How will high gas prices impact holiday shopping budgets?
* 21.9% say it’s too early to know
* 5.7% plan on spending more
* 29.0% plan on spending the same
* 40.2% plan on spending less
One-fifth of retail industry sales (19.9%) occur during the holiday season, making it the most important time period of the year for the industry. The NRF says the effects of Hurricane Katrina and high prices at the pump play a role in the tempered outlook. However, NRF maintains that steady consumer spending and strong second and third quarter gains indicate potential for a solid holiday season.
“Consumers won’t have to wait until the last minute to get the best deals this year because retailers are expected to be aggressive in their pricing strategies throughout the entire holiday season,” said NRF president and CEO Tracy Mullin. “Stores are planning for holiday sales and promotions, so discounted prices won’t have a negative effect on profits.”
According to the BIGresearch survey, 80 percent of consumers say that fluctuating gas prices are having an impact on their spending, and as a result they are delaying or reducing expenditures on cars, TVs, furniture, groceries, clothing, dining out and vacation/travel. In addition, 77 percent of those impacted by gas prices say they will be driving less. Confidence in the economy is also lower for this group, only 28.8 percent are confident or very confident vs. 35.5 percent of all consumers.
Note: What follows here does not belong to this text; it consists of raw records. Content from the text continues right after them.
PR #1006, opened 2020-04-19
Returned checkbox to remember association of app with URL Scheme.

23rd:
After [this commit](https://github.com/chromium/chromium/commit/9f8e95c96f5de02811f5d3cbc74da72714498533) the "Always open" checkbox became controlled by an additional policy that has `false` as a default value. 
So, regular users who don't want to deal with the policies on their OS can no longer remember opening external applications and must always make an extra click.
This simple PR adds a new patch file that replaces `false` default value with `true` and returns the previous behaviour.

image


PF4Public:
Could this help with non-working #extension-mime-request-handling?

23rd:
I'm not really sure.

PR #1022, opened 2020-04-30
Replace PPA with OBS

braewoods:


jstkdng:
Can't one use the OBS as a sort of ppa? I ask since an OBS project can be set up to be used as a repository under arch.

braewoods:
Yes it can. The updated documentation replaces the PPA with a set of instructions for how to enable the OBS repository. I thought that much was obvious. Is there still some confusion about something?

jstkdng:
calm down there m8, was just asking since I don't use the OBS for ubuntu stuff.
It's all good now.

braewoods:
Ok. Sorry. I was just wondering if there was more to explain.

PR #1046, opened 2020-05-22
Update to chromium 83.0.4103.61

jstkdng:
First PR, so go easy on me, ty


jstkdng:
set_quilt_vars.sh don't seem to work with zsh, will use bash for now, that could be fixed.

jstkdng:
Advance: They changed a lot of stuff from safe browsing, it is getting way complex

Other ways those impacted by high gas prices are coping include:
* 70.8% say they are focused more on needs than wants •
* 56.6% are now more budget conscious *
47.5% say they plan to decrease overall spending *
89.2% say they usually or only buy clothing on sale
“The U.S. Consumer is not viewing fuel for their cars as a hard necessity, but between a need and a want, which has to be managed. This mindset will create spending impacts, which could have ‘a multiplier effect.’ In short, when the consumer has to think about gas for the American icon ‘family car,’ all facets of budget are put into question,” said Joe Pilotta, VP research, BIGresearch.